### Problem details
Find every line below with the string "undefined" and pick it out.

### Data records
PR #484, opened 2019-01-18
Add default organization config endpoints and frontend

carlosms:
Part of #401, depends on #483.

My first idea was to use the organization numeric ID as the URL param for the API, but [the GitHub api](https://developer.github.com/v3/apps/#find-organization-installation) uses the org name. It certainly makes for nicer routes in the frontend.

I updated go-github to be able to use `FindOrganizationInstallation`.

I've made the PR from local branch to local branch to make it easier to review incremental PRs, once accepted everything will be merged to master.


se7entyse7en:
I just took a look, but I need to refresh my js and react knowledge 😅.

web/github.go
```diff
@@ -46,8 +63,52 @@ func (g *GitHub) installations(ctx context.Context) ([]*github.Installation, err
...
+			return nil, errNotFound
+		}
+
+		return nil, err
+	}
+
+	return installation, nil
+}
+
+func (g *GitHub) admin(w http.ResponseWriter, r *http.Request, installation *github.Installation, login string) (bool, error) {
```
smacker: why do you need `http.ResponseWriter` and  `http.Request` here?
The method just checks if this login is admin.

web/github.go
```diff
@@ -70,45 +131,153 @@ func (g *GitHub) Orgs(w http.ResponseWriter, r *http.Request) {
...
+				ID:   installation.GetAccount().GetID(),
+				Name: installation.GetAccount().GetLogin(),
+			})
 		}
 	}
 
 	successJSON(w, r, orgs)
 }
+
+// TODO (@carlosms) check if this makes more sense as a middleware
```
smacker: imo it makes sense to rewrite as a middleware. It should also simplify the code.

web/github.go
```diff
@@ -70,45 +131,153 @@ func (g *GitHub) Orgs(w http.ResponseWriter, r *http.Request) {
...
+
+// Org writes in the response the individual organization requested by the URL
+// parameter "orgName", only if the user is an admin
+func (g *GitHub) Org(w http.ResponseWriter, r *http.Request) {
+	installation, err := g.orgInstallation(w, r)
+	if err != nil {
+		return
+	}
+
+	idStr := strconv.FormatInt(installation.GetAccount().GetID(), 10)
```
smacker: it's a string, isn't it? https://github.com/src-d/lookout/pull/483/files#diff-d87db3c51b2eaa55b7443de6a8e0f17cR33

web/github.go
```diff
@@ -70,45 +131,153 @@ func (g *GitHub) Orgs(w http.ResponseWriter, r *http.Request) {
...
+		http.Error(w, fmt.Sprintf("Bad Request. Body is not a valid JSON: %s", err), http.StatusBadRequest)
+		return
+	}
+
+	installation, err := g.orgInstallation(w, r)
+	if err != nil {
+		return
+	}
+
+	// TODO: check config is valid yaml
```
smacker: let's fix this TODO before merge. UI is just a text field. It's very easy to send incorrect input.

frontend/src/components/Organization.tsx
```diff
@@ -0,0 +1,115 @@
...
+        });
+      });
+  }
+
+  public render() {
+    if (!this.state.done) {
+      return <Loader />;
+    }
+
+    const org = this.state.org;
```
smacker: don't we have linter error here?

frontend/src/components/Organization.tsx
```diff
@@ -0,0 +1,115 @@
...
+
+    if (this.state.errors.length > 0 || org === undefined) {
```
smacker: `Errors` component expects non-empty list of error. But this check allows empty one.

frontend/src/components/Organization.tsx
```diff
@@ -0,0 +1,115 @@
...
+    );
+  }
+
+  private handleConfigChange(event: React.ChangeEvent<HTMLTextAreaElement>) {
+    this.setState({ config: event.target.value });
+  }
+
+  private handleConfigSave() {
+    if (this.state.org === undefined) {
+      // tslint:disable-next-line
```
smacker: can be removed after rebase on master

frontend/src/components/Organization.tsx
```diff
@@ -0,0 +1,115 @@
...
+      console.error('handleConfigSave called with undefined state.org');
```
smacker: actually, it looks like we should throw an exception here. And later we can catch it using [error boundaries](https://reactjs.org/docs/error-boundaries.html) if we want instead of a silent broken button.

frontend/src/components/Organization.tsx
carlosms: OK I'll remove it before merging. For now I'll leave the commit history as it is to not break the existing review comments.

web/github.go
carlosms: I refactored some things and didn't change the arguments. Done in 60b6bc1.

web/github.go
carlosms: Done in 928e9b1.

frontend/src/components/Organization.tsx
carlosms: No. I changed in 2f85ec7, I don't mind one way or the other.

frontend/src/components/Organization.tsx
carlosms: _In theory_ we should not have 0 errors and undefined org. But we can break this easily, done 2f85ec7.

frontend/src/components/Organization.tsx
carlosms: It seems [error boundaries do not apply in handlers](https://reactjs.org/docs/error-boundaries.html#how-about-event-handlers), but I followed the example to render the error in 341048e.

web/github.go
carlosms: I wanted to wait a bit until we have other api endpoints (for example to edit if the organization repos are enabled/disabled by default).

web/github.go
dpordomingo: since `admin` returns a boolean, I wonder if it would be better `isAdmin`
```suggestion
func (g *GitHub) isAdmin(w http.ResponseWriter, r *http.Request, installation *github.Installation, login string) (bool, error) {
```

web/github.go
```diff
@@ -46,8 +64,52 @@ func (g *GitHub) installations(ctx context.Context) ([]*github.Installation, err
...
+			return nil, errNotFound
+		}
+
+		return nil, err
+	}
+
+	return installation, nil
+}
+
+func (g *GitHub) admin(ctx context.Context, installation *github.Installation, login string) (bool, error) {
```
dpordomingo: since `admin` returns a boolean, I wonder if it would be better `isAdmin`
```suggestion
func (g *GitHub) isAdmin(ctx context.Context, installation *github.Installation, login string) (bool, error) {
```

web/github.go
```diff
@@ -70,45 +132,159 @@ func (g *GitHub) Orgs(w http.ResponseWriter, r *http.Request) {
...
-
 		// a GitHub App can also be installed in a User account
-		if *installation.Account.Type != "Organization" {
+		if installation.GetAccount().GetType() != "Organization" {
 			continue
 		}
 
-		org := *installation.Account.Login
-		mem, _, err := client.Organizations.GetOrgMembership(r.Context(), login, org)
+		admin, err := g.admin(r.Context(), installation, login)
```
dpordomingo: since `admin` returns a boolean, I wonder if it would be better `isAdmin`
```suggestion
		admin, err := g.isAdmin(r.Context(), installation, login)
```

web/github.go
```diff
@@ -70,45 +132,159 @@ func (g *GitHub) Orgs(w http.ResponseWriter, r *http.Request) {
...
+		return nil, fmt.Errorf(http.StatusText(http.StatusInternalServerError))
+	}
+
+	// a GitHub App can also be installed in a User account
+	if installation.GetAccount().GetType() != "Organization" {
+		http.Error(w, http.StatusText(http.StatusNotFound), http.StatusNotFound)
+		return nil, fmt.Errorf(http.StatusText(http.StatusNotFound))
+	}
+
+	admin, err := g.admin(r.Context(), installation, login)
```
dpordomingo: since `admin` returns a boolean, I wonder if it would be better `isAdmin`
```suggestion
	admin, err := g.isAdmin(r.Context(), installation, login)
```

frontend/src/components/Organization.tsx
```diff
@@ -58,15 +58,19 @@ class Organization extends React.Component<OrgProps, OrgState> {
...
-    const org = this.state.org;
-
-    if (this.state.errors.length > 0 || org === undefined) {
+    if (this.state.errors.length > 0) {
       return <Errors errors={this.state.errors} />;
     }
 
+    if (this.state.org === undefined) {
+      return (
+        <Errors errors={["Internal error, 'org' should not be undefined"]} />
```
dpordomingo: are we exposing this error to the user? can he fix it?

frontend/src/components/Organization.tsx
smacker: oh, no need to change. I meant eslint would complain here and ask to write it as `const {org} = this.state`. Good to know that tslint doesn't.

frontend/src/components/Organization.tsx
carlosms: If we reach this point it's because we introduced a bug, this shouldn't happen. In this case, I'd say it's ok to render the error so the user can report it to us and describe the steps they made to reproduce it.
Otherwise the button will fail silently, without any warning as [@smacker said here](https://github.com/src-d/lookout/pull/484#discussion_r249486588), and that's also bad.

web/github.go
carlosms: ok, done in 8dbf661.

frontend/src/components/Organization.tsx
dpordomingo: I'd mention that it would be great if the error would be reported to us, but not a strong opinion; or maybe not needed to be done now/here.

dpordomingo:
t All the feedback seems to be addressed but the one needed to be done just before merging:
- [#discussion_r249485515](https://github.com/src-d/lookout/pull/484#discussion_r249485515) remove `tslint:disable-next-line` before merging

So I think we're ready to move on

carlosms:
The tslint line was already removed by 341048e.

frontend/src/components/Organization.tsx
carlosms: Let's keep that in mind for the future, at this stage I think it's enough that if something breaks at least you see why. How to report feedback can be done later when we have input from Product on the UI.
...
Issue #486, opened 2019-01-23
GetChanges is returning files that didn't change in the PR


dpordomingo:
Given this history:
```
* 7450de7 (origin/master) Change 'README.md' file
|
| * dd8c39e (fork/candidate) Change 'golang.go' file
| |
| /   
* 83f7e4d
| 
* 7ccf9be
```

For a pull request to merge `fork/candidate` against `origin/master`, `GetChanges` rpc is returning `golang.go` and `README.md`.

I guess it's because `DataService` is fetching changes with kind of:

### Written response
+    if (this.state.errors.length > 0 || org === undefined) {
+    if (this.state.org === undefined) {
+      console.error('handleConfigSave called with undefined state.org');
carlosms: _In theory_ we should not have 0 errors and undefined org. But we can break this easily, done 2f85ec7.
-    if (this.state.errors.length > 0 || org === undefined) {
+    if (this.state.org === undefined) {
+        <Errors errors={["Internal error, 'org' should not be undefined"]} />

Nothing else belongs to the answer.